Collected data entries
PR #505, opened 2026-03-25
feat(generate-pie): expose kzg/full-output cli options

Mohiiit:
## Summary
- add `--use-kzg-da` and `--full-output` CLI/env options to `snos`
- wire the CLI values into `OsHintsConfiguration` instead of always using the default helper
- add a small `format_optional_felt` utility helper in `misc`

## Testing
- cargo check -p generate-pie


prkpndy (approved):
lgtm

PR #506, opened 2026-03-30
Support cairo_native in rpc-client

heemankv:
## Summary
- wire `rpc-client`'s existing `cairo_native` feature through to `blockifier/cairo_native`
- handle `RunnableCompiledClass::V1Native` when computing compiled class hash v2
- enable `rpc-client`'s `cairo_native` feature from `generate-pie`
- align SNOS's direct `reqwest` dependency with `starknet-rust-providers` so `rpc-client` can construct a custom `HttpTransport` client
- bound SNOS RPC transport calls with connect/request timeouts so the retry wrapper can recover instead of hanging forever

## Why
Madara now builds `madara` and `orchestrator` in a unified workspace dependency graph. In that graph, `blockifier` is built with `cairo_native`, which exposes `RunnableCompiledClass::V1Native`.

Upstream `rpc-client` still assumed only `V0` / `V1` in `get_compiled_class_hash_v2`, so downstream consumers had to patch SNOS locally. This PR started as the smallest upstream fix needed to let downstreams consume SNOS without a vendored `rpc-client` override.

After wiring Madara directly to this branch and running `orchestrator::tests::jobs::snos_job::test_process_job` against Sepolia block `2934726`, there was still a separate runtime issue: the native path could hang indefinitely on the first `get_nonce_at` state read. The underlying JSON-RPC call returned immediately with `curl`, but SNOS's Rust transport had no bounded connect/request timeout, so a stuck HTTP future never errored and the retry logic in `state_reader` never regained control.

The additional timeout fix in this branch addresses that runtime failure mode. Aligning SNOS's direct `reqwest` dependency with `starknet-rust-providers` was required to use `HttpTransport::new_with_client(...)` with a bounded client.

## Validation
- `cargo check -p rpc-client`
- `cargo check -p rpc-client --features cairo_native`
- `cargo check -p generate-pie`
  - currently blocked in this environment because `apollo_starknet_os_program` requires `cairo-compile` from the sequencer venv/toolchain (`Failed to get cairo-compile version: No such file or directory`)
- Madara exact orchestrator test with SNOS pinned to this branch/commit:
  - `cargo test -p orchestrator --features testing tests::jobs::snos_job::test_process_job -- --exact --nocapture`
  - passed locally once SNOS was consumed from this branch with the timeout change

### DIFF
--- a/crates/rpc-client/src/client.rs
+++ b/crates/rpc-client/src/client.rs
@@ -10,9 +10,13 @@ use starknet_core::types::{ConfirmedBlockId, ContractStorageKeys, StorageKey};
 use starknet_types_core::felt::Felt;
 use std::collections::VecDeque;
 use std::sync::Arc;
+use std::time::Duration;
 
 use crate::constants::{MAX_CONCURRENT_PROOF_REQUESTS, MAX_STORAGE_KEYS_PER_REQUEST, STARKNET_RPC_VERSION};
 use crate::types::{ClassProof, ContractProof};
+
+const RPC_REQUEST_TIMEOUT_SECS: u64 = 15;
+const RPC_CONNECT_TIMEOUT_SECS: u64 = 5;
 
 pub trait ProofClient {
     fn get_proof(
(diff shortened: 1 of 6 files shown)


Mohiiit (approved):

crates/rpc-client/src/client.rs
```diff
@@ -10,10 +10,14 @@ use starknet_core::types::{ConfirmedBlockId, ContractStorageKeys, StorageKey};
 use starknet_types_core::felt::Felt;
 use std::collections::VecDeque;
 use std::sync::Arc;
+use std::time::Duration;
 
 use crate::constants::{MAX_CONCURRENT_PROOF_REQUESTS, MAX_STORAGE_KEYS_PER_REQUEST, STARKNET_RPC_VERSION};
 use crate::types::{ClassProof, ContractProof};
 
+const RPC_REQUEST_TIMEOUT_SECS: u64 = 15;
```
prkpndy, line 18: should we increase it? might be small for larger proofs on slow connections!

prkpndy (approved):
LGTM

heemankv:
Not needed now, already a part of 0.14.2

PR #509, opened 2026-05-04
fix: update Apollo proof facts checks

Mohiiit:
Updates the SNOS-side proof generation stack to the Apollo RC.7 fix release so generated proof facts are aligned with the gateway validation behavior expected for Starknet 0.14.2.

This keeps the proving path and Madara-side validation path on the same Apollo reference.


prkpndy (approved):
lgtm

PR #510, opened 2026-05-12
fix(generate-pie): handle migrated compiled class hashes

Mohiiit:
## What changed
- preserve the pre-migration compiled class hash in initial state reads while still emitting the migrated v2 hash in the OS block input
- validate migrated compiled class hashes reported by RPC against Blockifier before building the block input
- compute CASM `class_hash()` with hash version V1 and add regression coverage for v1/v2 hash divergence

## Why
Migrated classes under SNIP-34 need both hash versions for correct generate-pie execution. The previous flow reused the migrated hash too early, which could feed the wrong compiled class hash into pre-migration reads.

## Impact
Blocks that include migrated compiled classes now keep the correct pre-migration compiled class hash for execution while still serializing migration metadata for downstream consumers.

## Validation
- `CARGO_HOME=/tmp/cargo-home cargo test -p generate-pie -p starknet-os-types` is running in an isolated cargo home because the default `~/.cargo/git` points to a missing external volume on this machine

Required work:
Nothing but the lines from the top of the records down to the line with "still assumed only" belongs in the answer; repeat them exactly.

Solved exercise:
PR #505, opened 2026-03-25
feat(generate-pie): expose kzg/full-output cli options

Mohiiit:
## Summary
- add `--use-kzg-da` and `--full-output` CLI/env options to `snos`
- wire the CLI values into `OsHintsConfiguration` instead of always using the default helper
- add a small `format_optional_felt` utility helper in `misc`

## Testing
- cargo check -p generate-pie


prkpndy (approved):
lgtm

PR #506, opened 2026-03-30
Support cairo_native in rpc-client

heemankv:
## Summary
- wire `rpc-client`'s existing `cairo_native` feature through to `blockifier/cairo_native`
- handle `RunnableCompiledClass::V1Native` when computing compiled class hash v2
- enable `rpc-client`'s `cairo_native` feature from `generate-pie`
- align SNOS's direct `reqwest` dependency with `starknet-rust-providers` so `rpc-client` can construct a custom `HttpTransport` client
- bound SNOS RPC transport calls with connect/request timeouts so the retry wrapper can recover instead of hanging forever

## Why
Madara now builds `madara` and `orchestrator` in a unified workspace dependency graph. In that graph, `blockifier` is built with `cairo_native`, which exposes `RunnableCompiledClass::V1Native`.

Upstream `rpc-client` still assumed only `V0` / `V1` in `get_compiled_class_hash_v2`, so downstream consumers had to patch SNOS locally. This PR started as the smallest upstream fix needed to let downstreams consume SNOS without a vendored `rpc-client` override.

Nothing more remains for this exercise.